Your objective.
Keep only the lines of the data below that contain "opened", and copy them.

Input material.
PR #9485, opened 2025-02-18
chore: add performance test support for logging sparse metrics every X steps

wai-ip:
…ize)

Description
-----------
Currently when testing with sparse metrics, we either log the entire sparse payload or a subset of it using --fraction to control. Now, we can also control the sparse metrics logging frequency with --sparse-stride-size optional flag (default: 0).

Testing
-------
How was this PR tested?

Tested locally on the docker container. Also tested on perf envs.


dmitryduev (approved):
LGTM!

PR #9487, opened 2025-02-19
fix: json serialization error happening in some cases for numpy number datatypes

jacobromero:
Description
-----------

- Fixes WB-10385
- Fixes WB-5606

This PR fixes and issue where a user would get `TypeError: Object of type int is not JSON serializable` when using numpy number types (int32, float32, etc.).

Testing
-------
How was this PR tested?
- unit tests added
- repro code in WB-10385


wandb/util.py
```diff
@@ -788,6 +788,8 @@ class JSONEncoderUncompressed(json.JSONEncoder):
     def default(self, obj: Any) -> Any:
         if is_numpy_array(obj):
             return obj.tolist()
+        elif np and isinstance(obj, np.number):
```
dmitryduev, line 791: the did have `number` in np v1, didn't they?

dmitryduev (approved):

Reply to the task.
PR #9485, opened 2025-02-18
PR #9487, opened 2025-02-19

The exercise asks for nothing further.